FIG. 6 is a layout explanatory view showing a state after fine adjustment of the functional module position.

[Explanation of symbols]

 1 Basic cell placement area M1, M2 Functional module B1, B2 Division area BC Basic cell BL1, BL2 Border line I / O Input / output buffer cell

 ─────────────────────────────────────────────────── ─── Continuation of the front page (72) Inventor Kazuo Kato 5-20-1 Kamimizuhonmachi, Kodaira-shi, Tokyo Incorporated company Hitachi Ltd. Semiconductor Division

Claims (6)

[Claims] 1. A size of a basic cell placement area in which a basic cell is placed is provisionally determined, and a functional module is placed at an arbitrary position in the basic cell placement area. A method of designing a semiconductor integrated circuit, characterized in that the basic cell arrangement region is divided by a straight line including any two opposite sides, and the basic cells are spread in each divided region. 2. After laying basic cells in the divided areas, it is determined whether or not each functional module overlaps with a basic cell arranged in the periphery thereof and violation of a proximity rule, and the basic cells are defined as basic cells on three or more sides of the functional module. When overlapping or violating the proximity rule, at least any two sides orthogonal to each other are finely adjusted in the arrangement position of the functional module so that the two sides coincide with the boundary line of the basic cell.
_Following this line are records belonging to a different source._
PR #5732, opened 2026-07-30
Add Nedis WIFIWEST500WT weather station configuration

Jampie85:
Adds support for the Nedis WIFIWEST500WT weather station.

Tested locally on my own device. All available datapoints are included.

### DIFF
--- a/custom_components/tuya_local/devices/e1mpm0mc_weather_station.yaml
+++ b/custom_components/tuya_local/devices/e1mpm0mc_weather_station.yaml
@@ -1,0 +1,126 @@
+name: Nedis WIFIWEST500WT Weather station
+products:
+  - id: d3cxdxqogwqvlwax
+    manufacturer: Nedis
+    model: WIFIWEST500WT
+
+entities:
+  - entity: sensor
+    name: Indoor temperature
+    class: temperature
+    dps:
+      - id: 101
+        type: integer
+        name: sensor
+        class: measurement
+        unit: "°C"
+        mapping:
+          - scale: 10
+
+  - entity: sensor
+    name: Indoor humidity
+    class: humidity
+    dps:
+      - id: 102
+        type: integer
+        name: sensor
+        class: measurement
+        unit: "%"
+        mapping:
+          - scale: 10
+
+  - entity: sensor
+    name: Outdoor temperature
+    class: temperature
+    dps:
+      - id: 103
+        type: integer
+        name: sensor
+        class: measurement
+        unit: "°C"
+        mapping:
+          - scale: 10
+
+  - entity: sensor
+    name: Outdoor humidity
+    class: humidity
+    dps:
+      - id: 104
+        type: integer
+        name: sensor
+        class: measurement
+        unit: "%"
+        mapping:
+          - scale: 10
+
+  - entity: sensor
+    name: Pressure
+    class: atmospheric_pressure
+    dps:
+      - id: 109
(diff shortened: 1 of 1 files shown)


custom_components/tuya_local/devices/e1mpm0mc_weather_station.yaml
```diff
@@ -0,0 +1,126 @@
+name: Nedis WIFIWEST500WT Weather station
```
make-all, line 1: Top level name should be generic, as other products may also match the same config

custom_components/tuya_local/devices/e1mpm0mc_weather_station.yaml
```diff
@@ -0,0 +1,126 @@
...
+      - id: 104
+        type: integer
+        name: sensor
+        class: measurement
+        unit: "%"
+        mapping:
+          - scale: 10
+
+  - entity: sensor
+    name: Pressure
```
make-all, line 57: name not neccesary

custom_components/tuya_local/devices/e1mpm0mc_weather_station.yaml
```diff
@@ -0,0 +1,126 @@
...
+      - id: 109
+        type: integer
+        name: sensor
+        class: measurement
+        unit: "hPa"
+        mapping:
+          - scale: 10
+
+  - entity: sensor
+    name: Wind speed (avg)
```
make-all, line 69: Name not necessary. Puntuation should be avoided in entity names, as they can cause problems when exporting the entity to systems outside HA control

custom_components/tuya_local/devices/e1mpm0mc_weather_station.yaml
```diff
@@ -0,0 +1,126 @@
...
+    class: wind_speed
+    dps:
+      - id: 111
+        type: integer
+        name: sensor
+        class: measurement
+        unit: "km/h"
+
+  - entity: sensor
+    name: Wind direction
```
make-all, line 89: Use `class: wind_direction`, and a mapping to map output values to the expected compass degrees.

custom_components/tuya_local/devices/e1mpm0mc_weather_station.yaml
```diff
@@ -0,0 +1,126 @@
...
+    icon: "mdi:compass"
+    dps:
+      - id: 112
+        type: string
+        name: sensor
+
+  - entity: sensor
+    name: Rain last hour
+    class: precipitation
```
make-all, line 98: Use `class: precipitation_intensity` (no name required to allow translations to be used).

Unit should then be mm/h

custom_components/tuya_local/devices/e1mpm0mc_weather_station.yaml
```diff
@@ -0,0 +1,126 @@
...
+      - id: 113
+        type: integer
+        name: sensor
+        class: measurement
+        unit: "mm"
+        mapping:
+          - scale: 100
+
+  - entity: sensor
+    name: Rain today
```
make-all, line 109: No name required, to let translations be used

make-all (changes requested):

make-all:
Seems to be a match for the existing em3390tf_weatherstation

If there is some specific difference that prevents that config from being used, please reply, or this PR will be closed.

The method for designing a semiconductor integrated circuit according to claim 1. 3. After the basic cells are spread over the divided areas, the sum of the basic cells spread over the divided areas is calculated, and it is determined whether or not the required number is satisfied. 3. The method for designing a semiconductor integrated circuit according to claim 1, wherein the basic cell arrangement area is expanded according to the amount, and the functional modules are arranged and the basic cells are spread according to the procedure again. 4. When the lengths of the basic cell in the vertical direction and the horizontal direction are different, the longitudinal direction of the basic cell and the dividing direction of the basic cell arrangement region are made to coincide with each other. Item 4. A method for designing a semiconductor integrated circuit according to item 1, 2 or 3. 5. A basic cell of a different type is spread over each of the divided areas.
2. A method for designing a semiconductor integrated circuit according to 2, 3 or 4. 6. A semiconductor integrated circuit in which a plurality of basic cells are laid out in a tile shape on a semiconductor chip, and a functional module is disposed in a part of the basic cells. A semiconductor integrated circuit characterized in that the extension lines of the two sides coincide with any of the boundary lines of the basic cell.